What are my nameservers?

You can find your nameservers in your welcome e-mail. Please note that up to 24 hours are required for DNS propogation after you changed the nameservers of a domain name. The time is needed so that the nameservers all over the world can 'understand' about the change and start resolving your domain name from the new server. In some rare cases, the DNS propogation may take up to 48 hours. If more than 24 hours passed and your domain still points to the old server, you can do the following to verify if everything is ok with your nameservers and see if the problem is with them or the problem is with the resolvers/nameservers of your ISP. To do that, you need to click on Start, Run, then enter cmd in the command prompt and hit enter. You will get the windows command prompt where you need to execute the following command.
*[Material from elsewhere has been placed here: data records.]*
PR #1570, opened 2025-11-14
BaseCryptOnOneCrypto Support

Flickdm:
## Description

This pull request adds support for forwarding cryptographic library calls to the new OneCrypto protocol across DXE, SMM, and Standalone MM phases, enabling modular and version-aware cryptographic provider integration. It introduces new protocol GUIDs, implements library constructors for protocol lookup, and updates build configuration to support these changes. Additionally, it provides documentation and abstracts for the new libraries, and adds a disabled external binary dependency descriptor.

**OneCrypto Protocol Integration:**

* Introduced new protocol GUIDs for OneCrypto Private, MM, and DXE protocols in `CryptoPkg.dec` to support phase-specific cryptographic operations.
* Implemented DXE, SMM, and Standalone MM library modules (`DxeCryptLib.c`, `SmmCryptLib.c`, `StandaloneMmCryptLib.c`) that locate and expose the OneCrypto protocol for cryptographic services, with corresponding INF build files for each phase. [[1]](diffhunk://#diff-0cce00a8895fcfa11c3c6d94c8848f47289df9bd6274150a07f2c96e09e6b927R1-R68) [[2]](diffhunk://#diff-f8f5c27ebe0e42bfcd08c8c0560cebfe8d92d8f5c8451a706c10c0618a3007bcR1-R46) [[3]](diffhunk://#diff-e42b9ec95aa65234bba458644ff74b428eb6530b31fe38e7ae64eb87f759361dR1-R70) [[4]](diffhunk://#diff-0663d5e952a302e39ec809d00f615e405bc0e55793f2383de3738a28509337f2R1-R43) [[5]](diffhunk://#diff-a9905c4823bda1f1512d3d97a09cca3a5caf6c0ffeac07749f3b2fd1ba0d6d8aR1-R70) [[6]](diffhunk://#diff-b28eb8bf90f88fa9a7288a0165c28e23bdf17d2114ac5ee841937772438060f0R1-R45)

**Documentation and Descriptions:**

```mermaid
---
config:
  layout: elk
---
classDiagram

    namespace Protocol {
        class OneCrypto:::highlight {
            <<Protocol Interface>>
            UINT16 Major;
            UINT16 Minor;
            // v1.0 ------------------------------------------
            ONE_CRYPTO_PROVIDED_FUNC ONE_CRYPTO_PROVIDED_FUNC;
            // ...
        }
    }

    namespace Library {
        class BaseCryptLib:::highlight {
        }

        class TlsLib:::library {

        }

        class HashApiLib:::library {

        }
    }

    namespace LibraryInstance {
        class BaseCryptOnOneCrypto:::highlight  {
            <<Library Interface>>
            EFI_STATUS CryptoFunc(..)
        }
    }

    namespace Driver {
        class OneCryptoBinSupvMm:::driver {
            <<Driver>>
            Phase Agnostic Crypto Driver
            Shared across Phases

            Crypto Entry(..) // phase agnostic code
            SupvMm Entry(..) // stub entry
        }

        class OneCryptoLoaderSupvMm:::driver {
            <<Driver>>
        }

        class OneCryptoLoaderDxe:::driver {
            <<Driver>>
        }
    }

    namespace GenericModules {
        class GenericDriver:::module {
            <<Driver>>
            Any driver that needs crypto
        }

        class GenericLibrary:::module {
            <<Library Interface>>
            Any library that needs crypto
        }

    }

    OneCryptoLoaderSupvMm --> OneCryptoBinSupvMm : Loads Phase Agnostic Code
    OneCryptoLoaderDxe --> OneCryptoBinSupvMm : Loads Phase Agnostic Code

    OneCryptoBinSupvMm ..> OneCryptoLoaderSupvMm : Provides Crypto
    OneCryptoBinSupvMm ..> OneCryptoLoaderDxe : Provides Crypto

    OneCryptoLoaderSupvMm ..|> OneCrypto : Publishes
    OneCryptoLoaderDxe ..|> OneCrypto : Publishes

    BaseCryptOnOneCrypto ..|> OneCrypto : Locates

    BaseCryptOnOneCrypto <.. BaseCryptLib : Backed By
    BaseCryptOnOneCrypto <.. TlsLib : Backed By

    TlsLib ..> BaseCryptLib : Uses
    HashApiLib ..> BaseCryptLib : Uses
    
    GenericLibrary ..> BaseCryptLib : Uses
    GenericDriver ..> BaseCryptLib : Uses
    GenericLibrary ..> TlsLib : Uses
    GenericDriver ..> HashApiLib : Uses

    classDef driver fill:#187286,stroke:#333,stroke-width:2px
    classDef protocol fill:#d63230,stroke:#333,stroke-width:2px
    classDef library fill:#1c77c3,stroke:#333,stroke-width:2px
    classDef module fill:#ff8c00,stroke:#333,stroke-width:2px
    classDef highlight fill:#69995d,stroke:#333,stroke-width:2px
```

Specifically this PR is addressing the following (sage green in the chart):

**Build and Configuration Updates:**

* Removed inclusion of test-specific PCDs from the main DSC configuration to streamline production builds.
* Added a disabled external dependency descriptor for the OneCrypto binary driver in `OneCrypto_ext_dep.json.disabled`.

**BaseCryptLib API Enhancements:**

* Added a new API to retrieve cryptographic provider version information in `BaseCryptLib.h`, improving diagnostics and compatibility checks.

**Code Organization and Comments:**

* Improved comments and documentation in `CryptoPkg.dec` regarding deprecated usage and auto-generated sections for cryptographic provider configuration.

**BaseCryptOnOneCrypto** 

* Library implementation and safe calling usage of the phase agnostic code.

**OneCryptoProtocol**

* Protocol implementation and strict guidance.

- [X] Impacts functionality?
- [ ] Impacts security?
- [ ] Breaking change?
- [ ] Includes tests?
- [X] Includes documentation?

## How This Was Tested

QemuQ35

## Integration Instructions

N/A


CryptoPkg/Binaries/OneCrypto_ext_dep.json.disabled
Flickdm, line 1: Placeholder ext dep that uses python -m simple.http server to supply the ext dep to emulate real setup

CryptoPkg/CryptoPkg.dec
Flickdm, line 1: Changes to support OneCrypto. Note we cannot remove the PCDs until we deprecate BaseCryptOnProtocol or make additional changes outside of the scope of this PR.

CryptoPkg/Test/Crypto.pcd.ALL.inc.dsc
Flickdm, line 1: Testing should test all crypto functionality. PCDs are being removed here and end the tests to prevent any PCD from skipping a test that should be ran. Note this will cause regression on BaseCryptOnProtocolPpi (from skip to failure) because those binaries don't carry the additional functionality

CryptoPkg/CryptoPkg.dsc
Flickdm, line 1: Removing the ALL PCDS from testing

CryptoPkg/Include/Library/BaseCryptLib.h
Flickdm, line 1: Reorganize structures that were further down to the defines section

Flickdm: additionally added a way to retrieve a "text" string of the crypto provider version, it will be up to the implementor to populate

CryptoPkg/Include/Protocol/OneCrypto.h
Flickdm, line 1: The OneCrypto Protocol

CryptoPkg/Library/BaseCryptLibOnOneCrypto/DxeCryptLib.c
Flickdm, line 1: DXE Crypto Library (similar to Standalone) should be VERY simple and just publish

CryptoPkg/Library/BaseCryptLibOnOneCrypto/OneCryptoLib.c
Flickdm, line 1: The library calls into OneCryptoLib. This is also where version control is performed and errors populate from depending on for example BaseCryptLib defining a function we will not provide (at least for now) the only example of this today is Sha256ParallelHashing

CryptoPkg/Library/BaseCryptLibOnOneCrypto/StandaloneMmCryptLib.inf
```diff
@@ -0,0 +1,45 @@
...
+
+[Sources]
+  StandaloneMmCryptLib.c
+  OneCryptoLib.c
+
+[Protocols]
+  gOneCryptoMmProtocolGuid  ## CONSUMES
+
+[Depex]
+  gOneCryptoMmProtocolGuid
```
Flickdm: add the line ending

MdeModulePkg/Universal/Variable/RuntimeDxe/VariableSmmRuntimeDxe.inf
```diff
@@ -119,7 +119,8 @@
   gEdkiiVariableRuntimeCacheInfoHobGuid
```
Flickdm, line 123: Bug in VariableSmmRuntimeDxe easily can be its own PR

Flickdm:
Working on fixing the failing gates - uncrustify is failing.

CryptoPkg/Include/Protocol/OneCrypto.h
```diff
@@ -0,0 +1,5446 @@
+/** @file
+  Implements the BaseCryptLib and TlsLib using the services of the EDK II Crypto
+  Protocol/PPI.
```
os-d, line 3: Comment needs update

CryptoPkg/Include/Protocol/OneCrypto.h
```diff
@@ -0,0 +1,5446 @@
+/** @file
+  Implements the BaseCryptLib and TlsLib using the services of the EDK II Crypto
+  Protocol/PPI.
+
+  Copyright (C) Microsoft Corporation. All rights reserved.
+  Copyright (c) 2019 - 2020, Intel Corporation. All rights reserved.<BR>
```
os-d: `Copyright (c) Microsoft Corporation.`

No Intel, this just came from you.

CryptoPkg/Include/Protocol/OneCrypto.h
```diff
@@ -0,0 +1,5446 @@
...
+  SPDX-License-Identifier: BSD-2-Clause-Patent
+
+  UPDATED: 2025-Nov-11
+  VERSION: 1.0
+**/
+
+#ifndef ONE_CRYPTO_PROTOCOL_
+#define ONE_CRYPTO_PROTOCOL_
+
+#include <Uefi.h>
```
os-d: Sean didn't want Uefi.h here. I'm not convinced on that, a protocol is phase specific anyway

CryptoPkg/Include/Library/BaseCryptLib.h
```diff
@@ -4357,4 +4358,31 @@ EcDsaVerify (
...
+                               On output, the size of the data copied to the buffer (including null terminator).
+                               If Buffer is NULL, returns the required buffer size.
+
+  @retval  EFI_SUCCESS            The version string was successfully copied to the buffer.
+  @retval  EFI_BUFFER_TOO_SMALL   The buffer is too small. BufferSize contains the required size.
+  @retval  EFI_INVALID_PARAMETER  BufferSize is NULL.
+**/
+EFI_STATUS
+EFIAPI
+GetCryptoProviderVersionText (
```
os-d: You'll also need to add this to existing BaseCryptLibs

CryptoPkg/Library/BaseCryptLibOnOneCrypto/DxeCryptLib.c
```diff
@@ -0,0 +1,68 @@
+/** @file
+  Implements the GetCryptoServices() API that retuns a pointer to the EDK II
+  Crypto Protocol.
```
os-d: OneCrypto, here and throughout all the files

CryptoPkg/Library/BaseCryptLibOnOneCrypto/DxeCryptLib.inf
```diff
@@ -0,0 +1,46 @@
+## @file
+# Implements the BaseCryptLib and TlsLib using the services of the EDK II Crypto
+# Protocol.
+#
+# Copyright (c) Microsoft Corporation.
+# Copyright (c) 2020, Hewlett Packard Enterprise Development LP. All rights reserved.<BR>
+# Copyright (c) 2022, Loongson Technology Corporation Limited. All rights reserved.<BR>
```
os-d: Just msft, here and all new files

CryptoPkg/Library/BaseCryptLibOnOneCrypto/DxeCryptLib.inf
```diff
@@ -0,0 +1,46 @@
...
+  VERSION_STRING                 = 1.0
+  MODULE_TYPE                    = DXE_DRIVER
+  LIBRARY_CLASS                  = BaseCryptLib | DXE_DRIVER UEFI_DRIVER UEFI_APPLICATION DXE_CORE
+  LIBRARY_CLASS                  = TlsLib       | DXE_DRIVER UEFI_DRIVER UEFI_APPLICATION
+  CONSTRUCTOR                    = DxeCryptLibConstructor
+
+#
+# The following information is for reference only and not required by the build tools.
+#
+# VALID_ARCHITECTURES = IA32 X64 ARM AARCH64 RISCV64 LOONGARCH64
```
os-d: edk2 has not wanted valid archs unless there is actually arch specific code. We can drop this comment entirely from all infs

CryptoPkg/Library/BaseCryptLibOnOneCrypto/OneCryptoLib.c
```diff
@@ -0,0 +1,6520 @@
...
+
+  @param  Function          Name of the EDK II Crypto Protocol service to call.
+  @param  Args              The argument list to pass to Function.
+  @param  ErrorReturnValue  The value to return if the protocol is NULL or the
+                            service in the protocol is NULL.
+  @param  MinMajor          Minimum required major version for this function.
+  @param  MinMinor          Minimum required minor version for this function.
+
+**/
+#define CALL_CRYPTO_SERVICE(Function, Args, ErrorReturnValue, MinMajor, MinMinor)  \
```
os-d: I'm not opposed to this being in a macro, but I think having it be in a validation function would be easier to read, update, and then you don't need two copies.

CryptoPkg/Library/BaseCryptLibOnOneCrypto/OneCryptoLib.c
```diff
@@ -0,0 +1,6520 @@
...
+//
+typedef enum {
+  CRYPTO_ERROR_SUCCESS = 0,
+  CRYPTO_ERROR_PROTOCOL_NULL,
+  CRYPTO_ERROR_VERSION_MISMATCH,
+  CRYPTO_ERROR_FUNCTION_NULL,
+  CRYPTO_ERROR_NOT_SUPPORTED
+} CRYPTO_ERROR_CODE;
+
+STATIC CRYPTO_ERROR_CODE  mLastCryptoError = CRYPTO_ERROR_SUCCESS;
```
os-d: I'm not sure how much value this adds. Because this library is built by the platform, it will have asserts, debug prints, etc., if the platform wants it to. In which case you can rely on prints/asserts in the validation function.

CryptoPkg/CryptoPkg.dec
```diff
@@ -47,6 +47,23 @@
   # F46B2EB2-E0D7-4C96-A3B1-CB7C572EB300
   gEdkiiSmmCryptoProtocolGuid =  { 0xF46B2EB2, 0xE0D7, 0x4C96, { 0xA3, 0xB1, 0xc, 0x61, 0xbb, 0x24, 0x5c, 0x42 }}
 
+  ## OneCrypto Private Protocol
+  #
+  # The "Private" protocol is meant for the driver to communicate through the Binary entry point in 
+  # the OneCryptoBin to the Driver in the same phase. It's a simple protocol that exposes the crypto entrypoint.
+  gOneCryptoPrivateProtocolGuid = { 0x854bce61, 0x8d35, 0x4ff5, { 0x9d, 0xb7, 0x30, 0x3a, 0xfb, 0x79, 0x80, 0xe2 }}
+  
+  ## OneCrypto MM Protocol
```
os-d: I'm guessing StMM and SMM share this protocol guid? In which case the commit message is wrong

CryptoPkg/CryptoPkg.dec
```diff
@@ -47,6 +47,23 @@
   # F46B2EB2-E0D7-4C96-A3B1-CB7C572EB300
   gEdkiiSmmCryptoProtocolGuid =  { 0xF46B2EB2, 0xE0D7, 0x4C96, { 0xA3, 0xB1, 0xc, 0x61, 0xbb, 0x24, 0x5c, 0x42 }}
 
+  ## OneCrypto Private Protocol
+  #
+  # The "Private" protocol is meant for the driver to communicate through the Binary entry point in 
+  # the OneCryptoBin to the Driver in the same phase. It's a simple protocol that exposes the crypto entrypoint.
+  gOneCryptoPrivateProtocolGuid = { 0x854bce61, 0x8d35, 0x4ff5, { 0x9d, 0xb7, 0x30, 0x3a, 0xfb, 0x79, 0x80, 0xe2 }}
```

nslookup yourdomain.com ns1.nameserver.com

where yourdomain.com is your domain name on our server you want to check and the ns1.nameserver.com is our primary nameserver which we provided you in our welcome e-mail and which you set for your domain name.

The result will be something like below:

Server: ns1.nameserver.com

Address: 112.11.22.87 [that's the IP of the nameserver]

Name: yourdomain.com

Address: 76.22.11.85 [here you must see the IP we provided in your welcome e-mail. If you see another IP that means there is something wrong and you need to contact us. If you see here the IP we provided in your welcome e-mail that means everything is fine on our end and the problem is somewhere else]

To find out where does your domain point to from your computer run the following command from the same command prompt:

ping yourdomain.com

In the result, if you see the IP we provided, then your domain points to our server. If it points to the IP of the old server that means there is a DNS cache on your computer or your ISP's nameservers/resolvers. To flush the cache on your computer execute the following command:
ipconfig /flushdns

The result must be like below:
Windows IP Configuration

Successfully flushed the DNS Resolver Cache.

Once you flush the cache run the ping command again to see if your domain started resolving to our server's IP.
ping yourdomain.com

If it still points to the old server's IP you have 2 options. The first one is to wait for your ISP's nameservers cache to expire. That may take from 2 to 12 hours or even more on a missconfigured nameserver/resolver. The second option is to call your ISP and have them clear the DNS cache for you so that your domain starts pointing to the correct IP from your computer. Do not forget to flush the cache on your computer once your ISP flushes the cache of their resolvers/nameservers.
You can use the commands above to troubleshoot DNS issues with domains and subdomains and find out the cause of the problem yourself without contacting us.